Using pairings to verify an extended euclidean relation without leaking the values?

Question

Let $P_i(x)$ be polynomials $i=1,...,n$, $s$ some value, and $g$ a generator of a group $G$ where the discrete logarithm is hard.

Assume a prover wants to convince a verifier having access to the values $g^{P_i(s)}$ that it knows polynomials $q_i(x)$ such that the following equation holds:

$q_1(s)*P_1(s)+q_2(s)*P_2(s)+\ldots+q_n(s)*P_n(s) = 1.$

The prover thus sends the verifier the values $g^{q_i(s)}$ and uses bilinear maps to verify the correctness of the answer.

Can the following equation tell me whether it has correctly computed the $q_i(s)$: $$e(g^{q_i(s)},g^{P_i(s)}) = e (g,g)$$ where $e$ is a bilinear map $G\times G\rightarrow G_1$.

So basically I want my bilinear map to verify on the exponents while hiding them. Is the second part of the equation correct? Or should it be 1, or $e(g,g)^{ord(G)}=1$?

Answer 1

Well, assuming the equation holds, $\Pi_{i=1}^n e(g^{q_i(s)},g^{P_i(s)}) = e (g,g)$ must also hold, due to the bilinearity of $e$. (Conversely, the equation only holds mod |G_1|.)

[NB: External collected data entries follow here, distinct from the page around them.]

Issue #5568, opened 2019-08-09
[Editor][NuGet] The simulated articulated hand visualization only appears as a single orb in-editor when getting MRTK via NuGet


Kjakubzak:
## Describe the bug

When using MRTK via NuGet packages, the articulated hand simulation visualization is a single orb rather than a full hand.

## To reproduce

1. Pull MRTK using NuGet
2. Set the input simulation type to Articulated
3. Press play in an example scene
4. See a single orb rather than a whole hand

## Expected behavior

A full hand representation is visible, rather than a single orb

## Screenshots

![image](https://user-images.githubusercontent.com/1617757/62796904-37287a00-ba8f-11e9-843c-17c08d6eb7e3.png)

## Your Setup (please complete the following information)

- Unity Version 2018.4.4f1
- MRTK Version 2.0.0-20190730.2

## Target Platform (please complete the following information)
Editor - H2

PR #5603, opened 2019-08-12
Update the MRTK to support being placed in arbitrary folder names up to three directories deep.

wiwei:
In looking into #5568, I found that the existing MRTK files code would look for specific folder names that MRTK gets put into (as in, containing folder names). It had very specific behaviors with respect to NuGetForUnity or consumption as .unitypackage - if you had consumed the code some other way (for example, used a manual nuget restore step separately from NuGetForUnity) this wouldn't work out, because the naming of the folders would be different (i.e. MRTK/*) instead of (Microsoft.MixedReality.Toolkit*/*).

This change works around all that by introducing the concept of "sentinel" files, which are empty files that are named in a specific way and uniquely identify the root of an MRTK module/subfolder. Thus, when the MRTK files code finds a file called MRTK.SDK.sentinel, it knows that that folder is the root of the SDK MRTK subfolder, and it doesn't matter what name the root folder (or folders going up the root) are.

### DIFF
--- a/Assets/MixedRealityToolkit/Utilities/Editor/Setup/MixedRealityToolkitFiles.cs
+++ b/Assets/MixedRealityToolkit/Utilities/Editor/Setup/MixedRealityToolkitFiles.cs
@@ -5,6 +5,7 @@ using System;
 using System.Collections.Generic;
 using System.IO;
 using System.Linq;
+using System.Text.RegularExpressions;
 using System.Threading.Tasks;
 using UnityEditor;
 using UnityEngine;
@@ -34,6 +35,15 @@ namespace Microsoft.MixedReality.Toolkit.Utilities.Editor
     /// <summary>
     /// API for working with MixedRealityToolkit folders contained in the project.
     /// </summary>
+    /// <remarks>
+    /// This class works by looking for sentinel files (following the pattern MRTK.*.sentinel,
+    /// for example, MRTK.Core.sentinel) in order to identify where the MRTK is located
+    /// within the project.
+    ///
+    /// If the MRTK is being consumed as code that sits within the Assets folder, the "root"
+    /// MRTK folder must be at most three directories deep - this search code will only reason
+    /// over MRTK folders that sit in a depth range [0, 3].
+    /// </remarks>
     [InitializeOnLoad]
     public static class MixedRealityToolkitFiles
     {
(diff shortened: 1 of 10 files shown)


Assets/MixedRealityToolkit/Utilities/Editor/Setup/MixedRealityToolkitFiles.cs
```diff
@@ -59,15 +77,25 @@ public static void OnPostprocessAllAssets(string[] importedAssets, string[] dele
...
+
+                foreach (string folder in importedFolders)
+                {
                     TryRegisterModuleFolder(folder);
                 }
 
                 foreach (string asset in deletedAssets.Concat(movedFromAssetPaths))
                 {
-                    string folder = ResolveFullAssetsPath(asset);
+                    string fullAssetPath = ResolveFullAssetsPath(asset);
```
andreiborodin: Could we just pattern match the sentinel files in this callback, so that if a folder is moved we don't do a deep recursive search for each file in that folder?

Assets/MixedRealityToolkit/Utilities/Editor/Setup/MixedRealityToolkitFiles.cs
```diff
@@ -59,15 +77,25 @@ public static void OnPostprocessAllAssets(string[] importedAssets, string[] dele
             {
                 searchForFoldersTask.Wait();
 
+                // Identify the unique set of imported folders instead of unique files
+                // in order to avoid duplicating per-folder work.
+                HashSet<string> importedFolders = new HashSet<string>();
                 foreach (string asset in importedAssets.Concat(movedAssets))
                 {
-                    string folder = ResolveFullAssetsPath(asset);
+                    string fullAssetPath = ResolveFullAssetsPath(asset);
```
andreiborodin: Same question as below, could we pattern match for sentinel files here?

Assets/MixedRealityToolkit/Utilities/Editor/Setup/MixedRealityToolkitFiles.cs
wiwei: Yep, makes sense!

Assets/MixedRealityToolkit/Utilities/Editor/Setup/MixedRealityToolkitFiles.cs
wiwei: Alrighty, posting the resolution in this comment instead of in both. A couple of changes I took here:

1) Make it so that when processing new assets, that we match directly against the regex instead of dropping to folder and then reenumerating. As you mention, this is way better than what I had before.
2) When processing removed assets, fixed that issue where deleting ANY arbitrary file in the root module folder would also cause us to unregister the module folder - now it's only done if the module type matches)

Issue #5545, opened 2019-08-07
GazeProvider is not able to be implemented as editor UI Indicates, and it's impossible to define your own GazePointer


Kjakubzak:
## Describe the bug

Right now, you are not able to properly define and set your own IMixedRealityGazeProvider in the pointer configuration. The FocusProvider implementation takes the passed in IMixedRealityGazeProvider and then casts it to the GazeProvider in UpdateGazeProvider() to call  .UpdateGazeInfoFromHit(). This causes problems for a IMixedRealityGazeProvider that's not the MRTK-defined GazeProvider.

## To reproduce

1. Write a new GazeProvider that implements the IMixedRealityGazeProvider class
2. Assign the new implementation to the GazeProvider option in the Pointer profile 
3. Click play, and see the casting exception occur

![image](https://user-images.githubusercontent.com/1617757/62663010-d41dd280-b92a-11e9-9169-56812d25f3df.png)

## Expected behavior

It doesn't throw an exception and allows you to have your own implementation of the GazeProvider. 

Also, being able to implement your own GazePointer and provide that to the GazeProvider seems like a feature that's missing; given that user-defined pointer definition is available for all other pointer types.
 
## Your Setup (please complete the following information)

- Unity Version 2018.4.4f1
- MRTK Version - mrtk_development - 2.0.0-20190730.2

## Target Platform (please complete the following information)

- HoloLens
- HoloLens 2

## Additional context

Spoke to @wiwei and @keveleigh about this already and just wanted to immortalize it in bug form.

keveleigh:
Fixed via #5610. Opened https://github.com/microsoft/MixedRealityToolkit-Unity/issues/5612 to track custom gaze pointers

PR #5610, opened 2019-08-12
Remove concrete GazeProvider reference to allow custom providers

keveleigh:
## Overview
This PR moves UpdateGazeInfoFromHit into the interface definition to remove a cast in FocusProvider to the concrete type.

It also performs some formatting / comment updates to match current MRTK-style more.

## Changes
- Fixes: #5545 (at least, as far as GazeProvider is concerned. There's also the note about potentially defining custom GazePointers, like other pointers are handled)

### DIFF
--- a/Assets/MixedRealityToolkit.Services/InputSystem/GazeProvider.cs
+++ b/Assets/MixedRealityToolkit.Services/InputSystem/GazeProvider.cs
@@ -492,6 +492,7 @@ namespace Microsoft.MixedReality.Toolkit.Input
             GazePointer.BaseCursor?.SetVisibility(true);
         }
 
+        /// <inheritdoc />
         public void UpdateGazeInfoFromHit(MixedRealityRaycastHit raycastHit)
         {
             HitInfo = raycastHit;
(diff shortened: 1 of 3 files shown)


Assets/MixedRealityToolkit.Services/InputSystem/GazeProvider.cs
```diff
@@ -163,8 +163,6 @@ public IMixedRealityInputSource GazeInputSource
 
         private Ray latestEyeGaze = default(Ray);
         private DateTime latestEyeTrackingUpdate = DateTime.MinValue;
-        private bool? isEyeCalibrated = null;
-
         private readonly float maxEyeTrackingTimeoutInSeconds = 2.0f;
 
         #region InternalGazePointer Class
```
Kjakubzak: I think that having the InternalGazePointer class be a self-contained entity within the GazeProvider can lead to confusion for developers; especially when there's a UI element in the editor that allows them to define pointers (other than for gaze). 

It doesn't need to be addressed in this PR, but can a work item be opened up to address this concern in the future? While being able to define your own GazeProvider means you also are able to define your own InternalGazePointer; it isn't very easily discoverable.

Kjakubzak: Also, in the OnPreSceneQuery function for the internal gaze pointer; there's this line:
`gazeProvider.HitPosition = Rays[0].Origin + (gazeProvider.lastHitDistance * Rays[0].Direction);
`
Which then gets blown away by the call to UpdateGazeInfoFromHit() from the FocusProvider.

keveleigh: Agreed! I'll file an issue about InternalGazePointer

keveleigh: https://github.com/microsoft/MixedRealityToolkit-Unity/issues/5612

To see why, recall that the fact that the mapping $e$ is bilinear translates into $e(g^a,h^b)=e(g,h)^{a*b}$ for all elements $g$ and $h$ in $G$ and for all integers $a$ and $b$. Thus, we always have $e(g^{q_i(s)},g^{P_i(s)})=e(g,g)^{q_i(s)*P_i(s)}$ and by multiplying all these equalities together we get that $$\Pi_{i=1}^n e(g^{q_i(s)},g^{P_i(s)}) =e(g,g)^{q_1(s)*P_1(s)+\cdots+q_n(s)*P_n(s)}.$$ Now what you want to check is if $q_1(s)*P_1(s)+\cdots+q_n(s)*P_n(s)=1$: if it is true, we can replace the expression in the left-hand side of this equation in the pairing equation above by 1 and thus get $$\Pi_{i=1}^n e(g^{q_i(s)},g^{P_i(s)}) = e (g,g)$$ as stated in the beginning.

For $e(g,g)$ is a group element of $G_1$, it must hold that $e(g,g)^{|G_1|}=1$, as for any other element of $G_1$.

For the actual value of $e(g,g)$ itself, we can only say it is an element of $G_1$ (by definition of $e$). It can be the neutral element of $G_1$ in which case $e(g^a,g^b)=1$ for all $a$ and $b$ and thus does not provide you with a way to check the extended euclidean equality, since you'll basically get $1=1$ for all possible values of $q_i$ and $P_i$.